Work to be completed:
Every record must be output verbatim in the reply.

Task inputs:

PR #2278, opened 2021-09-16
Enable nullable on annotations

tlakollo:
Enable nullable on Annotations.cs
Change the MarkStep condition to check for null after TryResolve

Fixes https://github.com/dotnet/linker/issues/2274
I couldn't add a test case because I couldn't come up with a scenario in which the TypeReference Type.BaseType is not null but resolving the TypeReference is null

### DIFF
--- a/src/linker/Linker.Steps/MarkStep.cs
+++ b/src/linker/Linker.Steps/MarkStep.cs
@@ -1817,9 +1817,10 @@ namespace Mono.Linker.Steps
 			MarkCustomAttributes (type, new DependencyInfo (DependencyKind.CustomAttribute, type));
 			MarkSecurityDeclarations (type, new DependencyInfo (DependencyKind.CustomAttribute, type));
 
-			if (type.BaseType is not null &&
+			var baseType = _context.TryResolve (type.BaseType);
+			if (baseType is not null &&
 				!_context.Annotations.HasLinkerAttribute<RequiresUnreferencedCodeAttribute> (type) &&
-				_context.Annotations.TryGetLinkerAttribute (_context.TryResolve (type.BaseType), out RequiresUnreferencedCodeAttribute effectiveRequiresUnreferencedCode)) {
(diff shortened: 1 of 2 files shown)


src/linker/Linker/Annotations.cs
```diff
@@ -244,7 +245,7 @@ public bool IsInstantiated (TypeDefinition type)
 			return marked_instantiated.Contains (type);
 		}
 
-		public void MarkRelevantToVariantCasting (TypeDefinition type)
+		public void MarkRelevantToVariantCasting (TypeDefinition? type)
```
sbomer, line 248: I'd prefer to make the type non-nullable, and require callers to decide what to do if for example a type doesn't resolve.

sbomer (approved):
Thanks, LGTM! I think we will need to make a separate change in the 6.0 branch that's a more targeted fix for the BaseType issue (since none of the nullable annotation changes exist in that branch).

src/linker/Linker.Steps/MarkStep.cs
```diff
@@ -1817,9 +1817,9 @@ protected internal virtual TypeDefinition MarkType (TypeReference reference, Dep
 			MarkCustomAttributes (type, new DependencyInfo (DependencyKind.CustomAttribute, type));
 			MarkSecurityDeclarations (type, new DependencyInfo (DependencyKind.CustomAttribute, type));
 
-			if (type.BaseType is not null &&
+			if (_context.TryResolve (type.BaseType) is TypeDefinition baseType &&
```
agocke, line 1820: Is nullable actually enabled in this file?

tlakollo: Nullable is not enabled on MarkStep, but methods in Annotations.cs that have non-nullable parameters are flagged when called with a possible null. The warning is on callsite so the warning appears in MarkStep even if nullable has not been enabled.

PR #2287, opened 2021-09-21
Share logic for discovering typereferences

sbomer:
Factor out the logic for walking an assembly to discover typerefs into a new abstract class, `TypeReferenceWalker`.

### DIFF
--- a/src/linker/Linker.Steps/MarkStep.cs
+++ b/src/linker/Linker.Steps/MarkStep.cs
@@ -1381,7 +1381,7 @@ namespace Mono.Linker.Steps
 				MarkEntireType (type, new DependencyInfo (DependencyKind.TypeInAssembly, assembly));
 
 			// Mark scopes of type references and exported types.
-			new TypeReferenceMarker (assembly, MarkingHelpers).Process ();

Solution for this exercise:
PR #2278, opened 2021-09-16
Enable nullable on annotations

tlakollo:
Enable nullable on Annotations.cs
Change the MarkStep condition to check for null after TryResolve

Fixes https://github.com/dotnet/linker/issues/2274
I couldn't add a test case because I couldn't come up with a scenario in which the TypeReference Type.BaseType is not null but resolving the TypeReference is null

### DIFF
--- a/src/linker/Linker.Steps/MarkStep.cs
+++ b/src/linker/Linker.Steps/MarkStep.cs
@@ -1817,9 +1817,10 @@ namespace Mono.Linker.Steps
 			MarkCustomAttributes (type, new DependencyInfo (DependencyKind.CustomAttribute, type));
 			MarkSecurityDeclarations (type, new DependencyInfo (DependencyKind.CustomAttribute, type));
 
-			if (type.BaseType is not null &&
+			var baseType = _context.TryResolve (type.BaseType);
+			if (baseType is not null &&
 				!_context.Annotations.HasLinkerAttribute<RequiresUnreferencedCodeAttribute> (type) &&
-				_context.Annotations.TryGetLinkerAttribute (_context.TryResolve (type.BaseType), out RequiresUnreferencedCodeAttribute effectiveRequiresUnreferencedCode)) {
(diff shortened: 1 of 2 files shown)


src/linker/Linker/Annotations.cs
```diff
@@ -244,7 +245,7 @@ public bool IsInstantiated (TypeDefinition type)
 			return marked_instantiated.Contains (type);
 		}
 
-		public void MarkRelevantToVariantCasting (TypeDefinition type)
+		public void MarkRelevantToVariantCasting (TypeDefinition? type)
```
sbomer, line 248: I'd prefer to make the type non-nullable, and require callers to decide what to do if for example a type doesn't resolve.

sbomer (approved):
Thanks, LGTM! I think we will need to make a separate change in the 6.0 branch that's a more targeted fix for the BaseType issue (since none of the nullable annotation changes exist in that branch).

src/linker/Linker.Steps/MarkStep.cs
```diff
@@ -1817,9 +1817,9 @@ protected internal virtual TypeDefinition MarkType (TypeReference reference, Dep
 			MarkCustomAttributes (type, new DependencyInfo (DependencyKind.CustomAttribute, type));
 			MarkSecurityDeclarations (type, new DependencyInfo (DependencyKind.CustomAttribute, type));
 
-			if (type.BaseType is not null &&
+			if (_context.TryResolve (type.BaseType) is TypeDefinition baseType &&
```
agocke, line 1820: Is nullable actually enabled in this file?

tlakollo: Nullable is not enabled on MarkStep, but methods in Annotations.cs that have non-nullable parameters are flagged when called with a possible null. The warning is on callsite so the warning appears in MarkStep even if nullable has not been enabled.

PR #2287, opened 2021-09-21
Share logic for discovering typereferences

sbomer:
Factor out the logic for walking an assembly to discover typerefs into a new abstract class, `TypeReferenceWalker`.

### DIFF
--- a/src/linker/Linker.Steps/MarkStep.cs
+++ b/src/linker/Linker.Steps/MarkStep.cs
@@ -1381,7 +1381,7 @@ namespace Mono.Linker.Steps
 				MarkEntireType (type, new DependencyInfo (DependencyKind.TypeInAssembly, assembly));
 
 			// Mark scopes of type references and exported types.
-			new TypeReferenceMarker (assembly, MarkingHelpers).Process ();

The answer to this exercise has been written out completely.